• [REQUIRED WORK] What you give back should match the listing word for word.

• [DATA FOR THE TASK]
::::
PR #5048, opened 2021-02-17
Update InVision

PeterShaggyNoble:
InVision

**Issue:** n/a
**Alexa rank:** [~4.2k](https://www.alexa.com/siteinfo/invisionapp.com)

### Checklist

### Description
- Their icon now has square corners not rounded.
- SVG from `\InVision\icon\svg\InVision-icon-pink.svg` in [this zip](https://marketing.invisionapp-cdn.com/www-assets.invisionapp.com/InVision-Media-Kit.zip) which can be found by right clicking on any of the logos or icons on their site.
- I left the colour as it is rather than using the `#ff0066` in the source icon as it's still used throughout the site, or through the source URL.
- Updated the source to their news page and added the media kit that links to as `guidelines`.


service-paradis (commented):
LGTM when compared to the icon found in their zip file 💯 

Looks like they dont use this logo on their website though, which is a little bit weird. When compared to the SVG found in their website footer, it gives this:
image

PeterShaggyNoble:
@service-paradis, as with #5045, we should go with the version provided for 3rd party use im their media kit rather than any version they might use themselves.

service-paradis:
> @service-paradis, as with #5045, we should go with the version provided for 3rd party use im their media kit rather than any version they might use themselves.

Sure, just wanted to note the difference :)
I will merge this one!

PR #5054, opened 2021-02-18
Add Passport (PassportJS)

aadelgrossi:
passport preview

**Issue:** n/a
**Github stars:** 18.5k [passport](https://github.com/jaredhanson/passport)

### Checklist

### Description
Hex color is one of the primary colors in the logo. I have joined the colored sections into one creating a single path, since the icon must be monochromatic.


PeterShaggyNoble:
Welcome to Simple Icons, @aadelgrossi and thanks for the contribution.

Often, with icons of this nature, we'll add cut-outs between the different coloured sections (see below) to maintain some sort of differentiation between them but I think, in this case, your approach also works just as well. For the colour, there doesn't look to be a clear cut choice as they use all 3 on their site but I would lean towards the green simply because that's the one used on their homepage.

Going to ping @jaredhanson for feedback here to see if they have an existing or preferred monochrome treatment of the icon, or even allow a monochrome version at all, and also to provide input on the colour choice.

**Alexa rank:** [~72.7k](https://www.alexa.com/siteinfo/passportjs.org)

aadelgrossi:
> Welcome to Simple Icons, @aadelgrossi and thanks for the contribution.
> 
> Often, with icons of this nature, we'll add cut-outs between the different coloured sections (see below) to maintain some sort of differentiation between them but I think, in this case, your approach also works just as well. For the colour, there doesn't look to be a clear cut choice as they use all 3 on their site but I would lean towards the green simply because that's the one used on their homepage.
> 
> Going to ping @jaredhanson for feedback here to see if they have an existing or preferred monochrome treatment of the icon, or even allow a monochrome version at all, and also to provide input on the colour choice.
> 
> **Alexa rank:** [~72.7k](https://www.alexa.com/siteinfo/passportjs.org)
> 
> 

You're right, the green may suit the icon better since it ends up more pervasive on other sections of the home page, the remaining colors are sprinkled throughout additional pages but the green definitely stands out.

As for the cut between the colors, that was my initial approach in an attempt to differentiate colored sections, but when I reduced it to the 24 24 viewbox the cut becomes so minimal it's barely visible. Yours is a little more evident since the gap is a bit wider than what I had done, but it's still quite tiny when applied on the smallest size. 

Thanks for the feedback and suggestions :clap:

PeterShaggyNoble:
We try to stick to a `0.5dp` cut-out if we do need one as anything larger than that and we begin to lose too much of the icon and anything smaller is barely visible at our native size - my version above was just a very quick mock-up.

adamrusted:
@PeterShaggyNoble I've applied your hex and styling to the icon. Could you or @fbernhart review this one so we can get it merged?

PeterShaggyNoble:
Thanks, @adamrusted 🙂 Looks like we're having the same problem here as we had with the Namebase icon, though (e.g.) but they might be fixable just by dragging the points across to meet the curve of the original. There are also a couple of duplicate points at the top of the "L" shape and very top of the icon.

No mention of the logo or artwork in their `LICENSE.md` so I think, to be safe, we should omit it here.

adamrusted:
Weird - no clue what's going on with those paths again. Should be fixed now though.

jaredhanson:
Just chiming in here to say the icon looks great, and thanks for including it!

PeterShaggyNoble:
Thanks for the seal of approval, @jaredhanson 🙂

Given that, I'm happy to merge this in as-is, if you are @adamrusted. Although, I'm still seeing some minor differences, most notably down the left edge of the inner part of the icon and in the vertical line at the bottom. Gave it a try myself and came up with this (unoptimised) path if you want to run with it instead:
::::
• [TASK OUTPUT]
PR #5048, opened 2021-02-17
Update InVision

PeterShaggyNoble:
InVision

**Issue:** n/a
**Alexa rank:** [~4.2k](https://www.alexa.com/siteinfo/invisionapp.com)

### Checklist

### Description
- Their icon now has square corners not rounded.
- SVG from `\InVision\icon\svg\InVision-icon-pink.svg` in [this zip](https://marketing.invisionapp-cdn.com/www-assets.invisionapp.com/InVision-Media-Kit.zip) which can be found by right clicking on any of the logos or icons on their site.
- I left the colour as it is rather than using the `#ff0066` in the source icon as it's still used throughout the site, or through the source URL.
- Updated the source to their news page and added the media kit that links to as `guidelines`.


service-paradis (commented):
LGTM when compared to the icon found in their zip file 💯 

Looks like they dont use this logo on their website though, which is a little bit weird. When compared to the SVG found in their website footer, it gives this:
image

PeterShaggyNoble:
@service-paradis, as with #5045, we should go with the version provided for 3rd party use im their media kit rather than any version they might use themselves.

service-paradis:
> @service-paradis, as with #5045, we should go with the version provided for 3rd party use im their media kit rather than any version they might use themselves.

Sure, just wanted to note the difference :)
I will merge this one!

PR #5054, opened 2021-02-18
Add Passport (PassportJS)

aadelgrossi:
passport preview

**Issue:** n/a
**Github stars:** 18.5k [passport](https://github.com/jaredhanson/passport)

### Checklist

### Description
Hex color is one of the primary colors in the logo. I have joined the colored sections into one creating a single path, since the icon must be monochromatic.


PeterShaggyNoble:
Welcome to Simple Icons, @aadelgrossi and thanks for the contribution.

Often, with icons of this nature, we'll add cut-outs between the different coloured sections (see below) to maintain some sort of differentiation between them but I think, in this case, your approach also works just as well. For the colour, there doesn't look to be a clear cut choice as they use all 3 on their site but I would lean towards the green simply because that's the one used on their homepage.

Going to ping @jaredhanson for feedback here to see if they have an existing or preferred monochrome treatment of the icon, or even allow a monochrome version at all, and also to provide input on the colour choice.

**Alexa rank:** [~72.7k](https://www.alexa.com/siteinfo/passportjs.org)

aadelgrossi:
> Welcome to Simple Icons, @aadelgrossi and thanks for the contribution.
> 
> Often, with icons of this nature, we'll add cut-outs between the different coloured sections (see below) to maintain some sort of differentiation between them but I think, in this case, your approach also works just as well. For the colour, there doesn't look to be a clear cut choice as they use all 3 on their site but I would lean towards the green simply because that's the one used on their homepage.
> 
> Going to ping @jaredhanson for feedback here to see if they have an existing or preferred monochrome treatment of the icon, or even allow a monochrome version at all, and also to provide input on the colour choice.
> 
> **Alexa rank:** [~72.7k](https://www.alexa.com/siteinfo/passportjs.org)
> 
> 

You're right, the green may suit the icon better since it ends up more pervasive on other sections of the home page, the remaining colors are sprinkled throughout additional pages but the green definitely stands out.

As for the cut between the colors, that was my initial approach in an attempt to differentiate colored sections, but when I reduced it to the 24 24 viewbox the cut becomes so minimal it's barely visible. Yours is a little more evident since the gap is a bit wider than what I had done, but it's still quite tiny when applied on the smallest size. 

Thanks for the feedback and suggestions :clap:

PeterShaggyNoble:
We try to stick to a `0.5dp` cut-out if we do need one as anything larger than that and we begin to lose too much of the icon and anything smaller is barely visible at our native size - my version above was just a very quick mock-up.

adamrusted:
@PeterShaggyNoble I've applied your hex and styling to the icon. Could you or @fbernhart review this one so we can get it merged?

PeterShaggyNoble:
Thanks, @adamrusted 🙂 Looks like we're having the same problem here as we had with the Namebase icon, though (e.g.) but they might be fixable just by dragging the points across to meet the curve of the original. There are also a couple of duplicate points at the top of the "L" shape and very top of the icon.

No mention of the logo or artwork in their `LICENSE.md` so I think, to be safe, we should omit it here.

adamrusted:
Weird - no clue what's going on with those paths again. Should be fixed now though.

jaredhanson:
Just chiming in here to say the icon looks great, and thanks for including it!

PeterShaggyNoble:
Thanks for the seal of approval, @jaredhanson 🙂

Given that, I'm happy to merge this in as-is, if you are @adamrusted. Although, I'm still seeing some minor differences, most notably down the left edge of the inner part of the icon and in the vertical line at the bottom. Gave it a try myself and came up with this (unoptimised) path if you want to run with it instead:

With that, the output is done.